WORK INSTRUCTION:
Take the data and return it in full. Change nothing.

THE DATA:
------------------------------------------------
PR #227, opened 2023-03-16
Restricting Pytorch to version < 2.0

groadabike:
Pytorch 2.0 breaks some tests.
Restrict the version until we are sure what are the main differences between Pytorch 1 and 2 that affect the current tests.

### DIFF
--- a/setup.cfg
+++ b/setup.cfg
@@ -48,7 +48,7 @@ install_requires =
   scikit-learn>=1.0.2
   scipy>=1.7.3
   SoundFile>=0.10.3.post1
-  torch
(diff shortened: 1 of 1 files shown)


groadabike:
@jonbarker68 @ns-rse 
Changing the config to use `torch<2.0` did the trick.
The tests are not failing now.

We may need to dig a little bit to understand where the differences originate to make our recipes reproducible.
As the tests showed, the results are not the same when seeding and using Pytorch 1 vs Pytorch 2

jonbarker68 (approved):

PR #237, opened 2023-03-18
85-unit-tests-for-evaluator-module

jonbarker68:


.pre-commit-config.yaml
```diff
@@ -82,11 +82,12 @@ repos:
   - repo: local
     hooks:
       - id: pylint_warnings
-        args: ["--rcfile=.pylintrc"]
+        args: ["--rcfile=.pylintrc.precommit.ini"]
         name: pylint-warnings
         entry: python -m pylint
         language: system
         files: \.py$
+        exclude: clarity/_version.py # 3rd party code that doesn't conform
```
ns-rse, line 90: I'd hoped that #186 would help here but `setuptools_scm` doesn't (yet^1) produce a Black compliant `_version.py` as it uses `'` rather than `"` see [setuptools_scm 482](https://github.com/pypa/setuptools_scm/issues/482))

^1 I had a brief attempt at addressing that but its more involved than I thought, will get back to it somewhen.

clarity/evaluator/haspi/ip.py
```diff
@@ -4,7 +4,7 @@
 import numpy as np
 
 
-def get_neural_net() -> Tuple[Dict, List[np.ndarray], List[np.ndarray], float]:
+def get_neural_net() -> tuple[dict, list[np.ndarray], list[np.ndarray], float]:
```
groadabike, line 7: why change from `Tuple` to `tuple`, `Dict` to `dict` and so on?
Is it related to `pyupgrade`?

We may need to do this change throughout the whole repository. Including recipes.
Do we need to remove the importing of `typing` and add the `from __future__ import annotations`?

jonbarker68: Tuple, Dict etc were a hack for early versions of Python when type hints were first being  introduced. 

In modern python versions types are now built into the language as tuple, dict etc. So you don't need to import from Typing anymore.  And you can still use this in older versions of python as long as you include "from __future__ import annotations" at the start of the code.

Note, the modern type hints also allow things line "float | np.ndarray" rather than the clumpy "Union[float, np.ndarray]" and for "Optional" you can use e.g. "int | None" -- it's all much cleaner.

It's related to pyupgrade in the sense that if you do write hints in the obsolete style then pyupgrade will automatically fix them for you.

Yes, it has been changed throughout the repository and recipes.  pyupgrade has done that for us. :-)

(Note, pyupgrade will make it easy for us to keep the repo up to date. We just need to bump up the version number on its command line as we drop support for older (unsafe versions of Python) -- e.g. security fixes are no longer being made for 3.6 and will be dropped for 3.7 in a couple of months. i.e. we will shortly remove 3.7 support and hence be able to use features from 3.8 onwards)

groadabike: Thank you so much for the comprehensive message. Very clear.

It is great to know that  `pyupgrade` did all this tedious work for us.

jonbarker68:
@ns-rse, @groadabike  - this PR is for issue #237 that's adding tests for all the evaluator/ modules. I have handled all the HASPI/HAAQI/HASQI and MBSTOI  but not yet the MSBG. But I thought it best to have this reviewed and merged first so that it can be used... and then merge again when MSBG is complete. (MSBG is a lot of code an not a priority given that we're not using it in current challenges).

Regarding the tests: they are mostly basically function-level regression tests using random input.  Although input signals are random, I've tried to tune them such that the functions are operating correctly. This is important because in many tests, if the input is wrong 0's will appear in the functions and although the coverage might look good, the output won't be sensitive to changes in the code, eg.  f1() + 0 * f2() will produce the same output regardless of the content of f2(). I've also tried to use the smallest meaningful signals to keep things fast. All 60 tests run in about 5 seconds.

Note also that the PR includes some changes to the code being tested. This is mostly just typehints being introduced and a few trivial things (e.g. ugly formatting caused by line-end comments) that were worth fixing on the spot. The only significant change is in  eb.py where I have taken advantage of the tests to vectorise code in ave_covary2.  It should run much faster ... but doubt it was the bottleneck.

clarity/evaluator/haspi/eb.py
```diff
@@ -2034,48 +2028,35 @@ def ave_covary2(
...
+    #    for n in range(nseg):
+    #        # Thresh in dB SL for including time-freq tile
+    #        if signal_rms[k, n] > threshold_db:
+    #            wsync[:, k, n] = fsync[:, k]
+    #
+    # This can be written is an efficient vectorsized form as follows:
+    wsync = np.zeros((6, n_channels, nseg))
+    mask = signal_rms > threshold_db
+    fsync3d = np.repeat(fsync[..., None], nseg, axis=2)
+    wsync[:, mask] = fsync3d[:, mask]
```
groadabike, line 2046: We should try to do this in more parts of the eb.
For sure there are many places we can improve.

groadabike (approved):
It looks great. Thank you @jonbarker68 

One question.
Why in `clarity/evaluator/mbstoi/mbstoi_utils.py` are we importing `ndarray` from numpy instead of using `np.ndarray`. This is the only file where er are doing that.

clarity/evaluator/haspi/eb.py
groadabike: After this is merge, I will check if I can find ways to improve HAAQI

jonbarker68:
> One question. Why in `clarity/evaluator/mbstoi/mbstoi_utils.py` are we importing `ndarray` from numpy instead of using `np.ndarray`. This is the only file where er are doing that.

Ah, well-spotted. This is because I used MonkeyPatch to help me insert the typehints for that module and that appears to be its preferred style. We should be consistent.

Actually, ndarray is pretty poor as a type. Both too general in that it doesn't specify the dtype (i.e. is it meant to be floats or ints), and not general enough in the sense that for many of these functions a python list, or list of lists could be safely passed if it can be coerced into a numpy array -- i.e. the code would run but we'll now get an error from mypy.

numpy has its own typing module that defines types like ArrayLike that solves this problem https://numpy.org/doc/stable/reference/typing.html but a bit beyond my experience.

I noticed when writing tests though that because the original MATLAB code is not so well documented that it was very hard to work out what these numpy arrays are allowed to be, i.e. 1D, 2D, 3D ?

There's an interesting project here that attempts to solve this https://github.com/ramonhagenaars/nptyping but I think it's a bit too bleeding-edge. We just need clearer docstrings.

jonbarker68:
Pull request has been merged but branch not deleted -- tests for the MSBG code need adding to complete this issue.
------------------------------------------------
ANSWER AREA:
PR #227, opened 2023-03-16
Restricting Pytorch to version < 2.0

groadabike:
Pytorch 2.0 breaks some tests.
Restrict the version until we are sure what are the main differences between Pytorch 1 and 2 that affect the current tests.

### DIFF
--- a/setup.cfg
+++ b/setup.cfg
@@ -48,7 +48,7 @@ install_requires =
   scikit-learn>=1.0.2
   scipy>=1.7.3
   SoundFile>=0.10.3.post1
-  torch
(diff shortened: 1 of 1 files shown)


groadabike:
@jonbarker68 @ns-rse 
Changing the config to use `torch<2.0` did the trick.
The tests are not failing now.

We may need to dig a little bit to understand where the differences originate to make our recipes reproducible.
As the tests showed, the results are not the same when seeding and using Pytorch 1 vs Pytorch 2

jonbarker68 (approved):

PR #237, opened 2023-03-18
85-unit-tests-for-evaluator-module

jonbarker68:


.pre-commit-config.yaml
```diff
@@ -82,11 +82,12 @@ repos:
   - repo: local
     hooks:
       - id: pylint_warnings
-        args: ["--rcfile=.pylintrc"]
+        args: ["--rcfile=.pylintrc.precommit.ini"]
         name: pylint-warnings
         entry: python -m pylint
         language: system
         files: \.py$
+        exclude: clarity/_version.py # 3rd party code that doesn't conform
```
ns-rse, line 90: I'd hoped that #186 would help here but `setuptools_scm` doesn't (yet^1) produce a Black compliant `_version.py` as it uses `'` rather than `"` see [setuptools_scm 482](https://github.com/pypa/setuptools_scm/issues/482))

^1 I had a brief attempt at addressing that but its more involved than I thought, will get back to it somewhen.

clarity/evaluator/haspi/ip.py
```diff
@@ -4,7 +4,7 @@
 import numpy as np
 
 
-def get_neural_net() -> Tuple[Dict, List[np.ndarray], List[np.ndarray], float]:
+def get_neural_net() -> tuple[dict, list[np.ndarray], list[np.ndarray], float]:
```
groadabike, line 7: why change from `Tuple` to `tuple`, `Dict` to `dict` and so on?
Is it related to `pyupgrade`?

We may need to do this change throughout the whole repository. Including recipes.
Do we need to remove the importing of `typing` and add the `from __future__ import annotations`?

jonbarker68: Tuple, Dict etc were a hack for early versions of Python when type hints were first being  introduced. 

In modern python versions types are now built into the language as tuple, dict etc. So you don't need to import from Typing anymore.  And you can still use this in older versions of python as long as you include "from __future__ import annotations" at the start of the code.

Note, the modern type hints also allow things line "float | np.ndarray" rather than the clumpy "Union[float, np.ndarray]" and for "Optional" you can use e.g. "int | None" -- it's all much cleaner.

It's related to pyupgrade in the sense that if you do write hints in the obsolete style then pyupgrade will automatically fix them for you.

Yes, it has been changed throughout the repository and recipes.  pyupgrade has done that for us. :-)

(Note, pyupgrade will make it easy for us to keep the repo up to date. We just need to bump up the version number on its command line as we drop support for older (unsafe versions of Python) -- e.g. security fixes are no longer being made for 3.6 and will be dropped for 3.7 in a couple of months. i.e. we will shortly remove 3.7 support and hence be able to use features from 3.8 onwards)

groadabike: Thank you so much for the comprehensive message. Very clear.

It is great to know that  `pyupgrade` did all this tedious work for us.

jonbarker68:
@ns-rse, @groadabike  - this PR is for issue #237 that's adding tests for all the evaluator/ modules. I have handled all the HASPI/HAAQI/HASQI and MBSTOI  but not yet the MSBG. But I thought it best to have this reviewed and merged first so that it can be used... and then merge again when MSBG is complete. (MSBG is a lot of code an not a priority given that we're not using it in current challenges).

Regarding the tests: they are mostly basically function-level regression tests using random input.  Although input signals are random, I've tried to tune them such that the functions are operating correctly. This is important because in many tests, if the input is wrong 0's will appear in the functions and although the coverage might look good, the output won't be sensitive to changes in the code, eg.  f1() + 0 * f2() will produce the same output regardless of the content of f2(). I've also tried to use the smallest meaningful signals to keep things fast. All 60 tests run in about 5 seconds.

Note also that the PR includes some changes to the code being tested. This is mostly just typehints being introduced and a few trivial things (e.g. ugly formatting caused by line-end comments) that were worth fixing on the spot. The only significant change is in  eb.py where I have taken advantage of the tests to vectorise code in ave_covary2.  It should run much faster ... but doubt it was the bottleneck.

clarity/evaluator/haspi/eb.py
```diff
@@ -2034,48 +2028,35 @@ def ave_covary2(
...
+    #    for n in range(nseg):
+    #        # Thresh in dB SL for including time-freq tile
+    #        if signal_rms[k, n] > threshold_db:
+    #            wsync[:, k, n] = fsync[:, k]
+    #
+    # This can be written is an efficient vectorsized form as follows:
+    wsync = np.zeros((6, n_channels, nseg))
+    mask = signal_rms > threshold_db
+    fsync3d = np.repeat(fsync[..., None], nseg, axis=2)
+    wsync[:, mask] = fsync3d[:, mask]
```
groadabike, line 2046: We should try to do this in more parts of the eb.
For sure there are many places we can improve.

groadabike (approved):
It looks great. Thank you @jonbarker68 

One question.
Why in `clarity/evaluator/mbstoi/mbstoi_utils.py` are we importing `ndarray` from numpy instead of using `np.ndarray`. This is the only file where er are doing that.

clarity/evaluator/haspi/eb.py
groadabike: After this is merge, I will check if I can find ways to improve HAAQI

jonbarker68:
> One question. Why in `clarity/evaluator/mbstoi/mbstoi_utils.py` are we importing `ndarray` from numpy instead of using `np.ndarray`. This is the only file where er are doing that.

Ah, well-spotted. This is because I used MonkeyPatch to help me insert the typehints for that module and that appears to be its preferred style. We should be consistent.

Actually, ndarray is pretty poor as a type. Both too general in that it doesn't specify the dtype (i.e. is it meant to be floats or ints), and not general enough in the sense that for many of these functions a python list, or list of lists could be safely passed if it can be coerced into a numpy array -- i.e. the code would run but we'll now get an error from mypy.

numpy has its own typing module that defines types like ArrayLike that solves this problem https://numpy.org/doc/stable/reference/typing.html but a bit beyond my experience.

I noticed when writing tests though that because the original MATLAB code is not so well documented that it was very hard to work out what these numpy arrays are allowed to be, i.e. 1D, 2D, 3D ?

There's an interesting project here that attempts to solve this https://github.com/ramonhagenaars/nptyping but I think it's a bit too bleeding-edge. We just need clearer docstrings.

jonbarker68:
Pull request has been merged but branch not deleted -- tests for the MSBG code need adding to complete this issue.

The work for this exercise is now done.